第39話 人の魔手_3



 ずっと流された場合にどうなるのか。


 ゲイルは平気でもアヴィはそうではない。冷たい水の中を泳がせるわけにはいかないので、ゲルの中に包み込んでいたが、呼吸は必要だ。


 流れに翻弄されながら、途中何度か壁に掴まっては空気を取り込もうとしたが、水面がそのまま洞窟の天井だったりしてうまくいかない。


 何とかへばりついて岸に上がって、咳き込むアヴィの背中を擦る。



「うぇぼっ、げふっ、ふ……」


 窒息しかけていたアヴィが、涎や鼻汁を噴きながら咳き込むのを介抱して、落ち着いてきたところで顔を拭った。ゲル状の手で。

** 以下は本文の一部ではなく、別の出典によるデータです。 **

PR #136, opened 2023-03-31
[capture] Add force programming of FPGA over CLI

abdullahvarici:
This feature is especially necessary when accessing FPGAs connected to remote server and one cannot power-off and on the FPGA board to trigger bitstream programming.

### DIFF
--- a/cw/capture.py
+++ b/cw/capture.py
@@ -38,7 +38,8 @@ app = typer.Typer(add_completion=False)
 # To be able to define subcommands for the "capture" command.
 app_capture = typer.Typer()
 app.add_typer(app_capture, name="capture", help="Capture traces for SCA")
-# Shared options for "capture aes" and "capture kmac".
+# Shared options for capture commands
+opt_force_program_bitstream = typer.Option(None, help=("Force program FPGA with the bitstream."))
 opt_num_traces = typer.Option(None, help="Number of traces to capture.")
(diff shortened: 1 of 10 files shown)


cw/capture.py
```diff
@@ -156,9 +158,12 @@ def init(ctx: typer.Context):
     initialize_capture(ctx.obj.cfg["device"], ctx.obj.cfg["capture"])
 
 
-def capture_init(ctx, num_traces, plot_traces):
+def capture_init(ctx, force_program_bitstream, num_traces, plot_traces):
     """Initializes the user data stored in the context and programs the target."""
     cfg = ctx.obj.cfg
+    if force_program_bitstream is not None:
```
vrozic, line 164: It is perhaps better to change this to `if force_program_bitstream:`

vrozic (approved):
Thanks @abdullahvarici for implementing this feature.
I've just tested it and it works OK.
The PR looks good to me.

cw/capture.py
abdullahvarici: But if I do that, it won't be possible to overwrite this option in CLI with `--no-force-program-bitstream` when it is already defined as True in yaml file.

vrozic: You're right. it wouldn't be possible to override this setting in command line.
OK, then i think this is ready to merge

vogelpi (approved):
Nice works, thanks for adding this @abdullahvarici !

Issue #83, opened 2022-06-20
Debug aes-fvsr-key-batch timing issues


vogelpi:
PR #82 added the corresponding target binaries to support the aes-fvsr-key-batch command. For most of us this seems to work just fine but I saw lots of errors like:
```
Fixed key: b'811e3731b0120a7842781e22b25cddf9'
Connected to ChipWhisperer (num_samples: 1200, num_samples_actual: 1200, num_segments_actual: 1)
Capturing:  16%|███▋                   | 162/1000 [00:00<00:01, 492.97 traces/s]
Traceback (most recent call last):
  File "./capture.py", line 771, in <module>
    app()
 ...
  File "./capture.py", line 502, in aes_fvsr_key_batch
    capture_aes_fvsr_key_batch(
  File "./capture.py", line 460, in capture_aes_fvsr_key_batch
    check_ciphertext(ot, expected_last_ciphertext, 4)
  File "./capture.py", line 221, in check_ciphertext
    assert actual_last_ciphertext == expected_last_ciphertext[0:ciphertext_len], (
AssertionError: Incorrect encryption result!
actual: bytearray(b'^\xdc\xe8{')
expected: [ 85 154 226   3  30  12  31 147  54 197 151  35   4 134  80  98]
```

In words, there are sometimes mismatches between the expected and received ciphertexts. Sometimes, the failure occurs for the first batch, sometimes for a later batch, sometimes it doesn't occur at all. The failures seem to depend on timing (adding some sleep command on the Python side seem to help), Husky firmware (the latest firmware seems to be more affected), and maybe also USB connection setup (docking station, hub, laptop directly).

We should root cause and fix the problem. Otherwise we can't reliably do long running captures. Imagine we collect 10 Mio traces  and get such a failure after 2 hours - all traces will be lost.

abdullahvarici:
I have investigated the issue and I guess I found the root cause. 

We have two consecutive serial write command in 'capture_aes_fvsr_key_batch()' function in 'capture.py' script:
`ot.target.simpleserial_write("s", capture_cfg["batch_prng_seed"].to_bytes(4, "little"))
 ot.target.simpleserial_write("t", key_fixed)`
In the device firmware 'aes_serial.c', we are polling incoming packets and call the relevant function: `while (true) {
    simple_serial_process_packet();
  }`.

[...]

PR #137, opened 2023-04-14
[aes] Fix aes_fvsr_key_batch on CW305

vogelpi:
Previously, the commands for seeding the batch PRNG and seeting the fixed key seemed to interfere resulting in the target implemented on the CW305 getting completely out of sync.

### DIFF
--- a/cw/capture.py
+++ b/cw/capture.py
@@ -449,6 +449,10 @@ def capture_aes_fvsr_key_batch(ot, ktp, capture_cfg, scope_type, gen_ciphertexts
     # Seed the target's PRNG
     ot.target.simpleserial_write("s", capture_cfg["batch_prng_seed"].to_bytes(4, "little"))
 
+    # Set and transfer the fixed key.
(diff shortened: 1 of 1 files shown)


abdullahvarici (approved):
LGTM. Thanks Pirmin but we can think this as a temporary and quick fix. But at the end we should implement [Colin's suggestion](https://github.com/lowRISC/ot-sca/issues/83#issuecomment-1221042467) but it also needs some modification on OTBN binary side.

vogelpi:
> LGTM. Thanks Pirmin but we can think this as a temporary and quick fix. But at the end we should implement [Colin's suggestion](https://github.com/lowRISC/ot-sca/issues/83#issuecomment-1221042467) but it also needs some modification on OTBN binary side.

Thanks for your review @abdullahvarici ! Ah, that's were this issue is :-) I vaguely remembered something but forgot to check. I agree that we should investigate this and come up with a real/more reliable fix.

PR #138, opened 2023-04-14
[aes] Add separate SW LFSR for key masking

vogelpi:
This requires the AES target binaries to be updated as well. I'll publish a PR for the changes to `aes_serial.c` upstream and then add the updated binaries to this PR as well.


vogelpi:
Here is the corresponding OT PR: https://github.com/lowRISC/opentitan/pull/17987

abdullahvarici (approved):
Thanks @vogelpi!

vogelpi:
Update: the upstream PR has been merged a long time ago and I've finally managed to re-generate and test all AES bitstreams and binaries. I've now added this to this PR and will merge it once CI passes.

PR #139, opened 2023-04-27
[capture] Set PRNG seed prior to setting fixed seed

abdullahvarici:
This is to have the same input sequence every time running this function with the same batch_prng_seed.

Corresponding PR in Opentitan repo: https://github.com/lowRISC/opentitan/pull/18210


wettermo (approved):
Thanks @abdullahvarici, this change makes sense.

PR #142, opened 2023-06-14
[capture] Replacing hardcoded value with pll_frequency

### LINKED ISSUE #129: scope.clock.clkgen_freq vs pll_frequency in batch modes
While writing the code for the otbn capture and helping debugging the otbn-batch mode, @wettermo and I stumbled across the following lines
https://github.com/lowRISC/ot-sca/blob/111c14089e5df384ea77da8c8c6f585e29b712e6/cw/cw_segmented.py#L175-L187

Can someone explain to me, why `self._scope.clock.clkgen_freq = 100000000` is hardcoded there? Is this just a leftover or is there a particular reason? I'd expected thatt, `self._scope.clock.clkgen_freq = pll_frequency` like in https://github.com/lowRISC/ot-sca/blob/111c14089e5df384ea77da8c8c6f585e29b712e6/cw/util/device.py#L130

While writing, I just discovered that @bilgiday had changed this behavior in `cw/util/device.py` in https://github.com/lowRISC/ot-sca/commit/f51c6ec662334e3940169e449946ecfa6e958770

So, may I assume, we could change this also in the `cw_segmented.py`, or is this a bad idea for some reason?

vrozic:
This commit replaces the hardcoded value of 100000000 for pll_frequency in cw_segmented with a value loaded from the config file.

This change closes #129

### DIFF
--- a/cw/capture.py
+++ b/cw/capture.py
@@ -51,12 +51,13 @@ def create_waverunner(ot, capture_cfg):
     return WaveRunner(capture_cfg["waverunner_ip"])
 
 
-def create_cw_segmented(ot, capture_cfg):
+def create_cw_segmented(ot, capture_cfg, device_cfg):
     """Create CwSegmented object to be used for batch capture."""
     return CwSegmented(num_samples=capture_cfg["num_samples"],
                        offset=capture_cfg["offset"],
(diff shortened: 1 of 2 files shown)


vogelpi (approved):
LGTM, thanks @vrozic !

 荒く肩で呼吸をしながら、とりあえず涙目で頷く。大丈夫だと。



(このままだと、また追ってくるな)


 地下水脈から這い上がってみたが、この先どうするか。


 どの程度の距離を稼げたのか、水流の中だったのでわからないが、どうしたって洞窟内には変わりがない。

 アヴィの呼吸を気にしながらだったから、そこまで長い距離ではないだろう。



(この地下水脈は……)


 このまま流れても、地底湖のような場所に流れ着くかもしれない。そこが天井まで満水だったとしたら、アヴィの命がない。

 危険すぎる。



(ダメだな。とりあえずここは?)


 周囲の様子を探る。と、記憶にある場所だった。


「アリの……」


 巣穴の入り口に近い。


 アリの巣穴は、入り口から登っていくような構造になっていた。

 登って、あちこちに部屋があって、奥の方で下がりながら女王が暮らす大広間に、と。


 もしかすると水が増水した時に流れ込まないような構造だったのか。



(……近付いてくる)


 洞窟を震わせる振動と音。

 ずっと昔に、初めてグィタードラゴンの咆哮を聞いた際、洞窟の壁が震えるようだと感じたものだが。


(今度は本当に振動している)


 先ほどと同様に、邪魔な壁を切り開いて進んでいるのだろう。

 無茶苦茶だ。


 洞窟が崩落するなど考えたりしないのだろうか。

 そうした心配以上に、こちらを追ってくる理由があるというのか。わからないけれど。


 なんにしろ選択の余地はなかった。